When bombshell bribery and corruption allegations surfaced last December against OSI Systems, a 5,000-employee port-and- aviation scanning company based in Hawthorne, they arrived with all the earmarks of modern investigative reporting: anonymous sources identified as former employees offering detailed knowledge, links to public documents supporting the allegations, even a 13-minute website documentary illustrating why one expert felt the company was “rotten to the core.”
As you might expect, in no time the company’s stock plummeted, losing some 25 percent in a single day. By February, the Securities and Exchange Commission (SEC) and Department of Justice had taken notice and the company’s quarterly filings included a disclosure to investors. The stock-watching site SeekingAlpha reported that the investigation disclosure was “… that the SEC has launched an investigation into the company’s compliance with the Foreign Corrupt Practices Act. OSI says the U.S. Attorney’s Office for the Central District of California has also said it would request information.”
The scandal has played out over months, with OSI share prices swaying with the latest report and those pesky federal investigations looming.

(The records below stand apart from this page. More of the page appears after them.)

PR #1203, opened 2015-03-30
Cat 1254

X4mp:
Fixes 
- CAT-1314
- CAT-1258
- CAT-1259
- CAT-1282
- CAT-1261
- CAT-1263


aried3r:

A good second quarter earnings report helped, revelation of federal investigations hurt and a disputed Mexican contract renewal helped, but terms are not entirely clear.
Many might agree that this is real news, especially in SoCal where OSI Systems is based and where its security firm Rapiscan is well known, providing security for, among other things, the Port of Los Angeles. It seems like the kind of reporting that’s hard to come by in this era of newsroom cutbacks and Trump-obsessed 24/7 analysis. It is also worth noting that, despite extensive coverage in the stock-watchdog mediascape, the story has still received little attention from “mainstream” business reporters.
There’s just one issue. The reporting did not come from journalists.
Instead, it came from a “short seller” firm, which means the reporters presumably had a very direct financial interest in negative reporting driving the stock value down. Short sellers make money by, in effect, borrowing shares in a company and selling them. They make money if they “repay” the shares at a lower cost than that initial loan, so clearly they have a direct financial interest in negative news about the targeted company. A New York Times story described the practice, and the Wild West world of activists investing here.
The Times magazine has reported on “activist investors” and their reporting campaigns, including that “… from 2006 to the 2015, the number of activist short campaigns rose by 1,300 percent, to 1.289. In the past three years [before 2007] the number of activist short-sellers working globally has nearly doubled, to 72 from 39…”
The reporting about OSI/Rapiscan came from just such an activist investor firm called Muddy Waters Research (or MWR – the name comes not from the father of Chicago blues but from the Chinese proverb about muddy water making it easier to catch fish). Muddy Waters is one of the better known American short-sellers and Carson Block, its founder, is a frequent cable news guest who rose to prominence, in large part, with a series of shorts involving shady practices by a few Chinese companies.
The MWR website is not shy about denouncing Wall Street, saying on its website that it “… peels back the layers, often built up by seemingly respected but sycophantic law firms, auditors, and venal managements.”
The SeekingAlpha stock-watcher website was among those noticing that the OSI/Rapiscan story had another staple of a news story: the non-denial denial. It reported that “… Not surprisingly, when Block’s revelations became public on December 6, 2017, OSI responded by calling the allegations ‘misleading’ and said the contracts in Albania and Mexico ‘were the result of public tenders’… the press release also stated how effective the contracts have performed. However, they did not categorically deny the charges.”
The story goes on, but the core reporting remains that original Muddy Waters investigation.
The Motley Fool stock website is among those following the saga, reporting that the Muddy Waters investigation “… launched serious accusations against the company, which the U.S. government is now taking seriously.” If OSI Systems did indeed use bribes to win those contracts, it could have “an enormous impact on OSIS’s profits… because of that risk, investors should avoid this stock until it’s cleared of all wrongdoing, because there could be significantly more downside ahead if it’s not.”
You have to wonder if, at a time when President Trump is promising fewer regulators and investigative news reporting is on the wane, this longstanding practice might become even more mainstream in its own right. The Law360 news website, a division of the very credible LexisNexis firm, covered the OSI/Rapiscan federal investigation revelation and referred to the Muddy Waters report as “a tip” to law enforcement.
Maybe what we’re seeing, at least in this case, is that the sort of point-of-view reporting we’ve grown accustomed to with Mother Jones magazine or Rolling Stone or even The Daily Caller is shifting into very direct reporting on the Wall Street environment. Reporting with direct financial gain is going to take some getting used to, but it seems like a clear trend. So, is a clearly disclosed financial interest all that far removed from other interests?
That remains to be seen, but I did notice a sign that “activist reporting” is starting to be treated as, at least, quasi-journalism. It’s one of the more reliable indications: They’re banning it in China.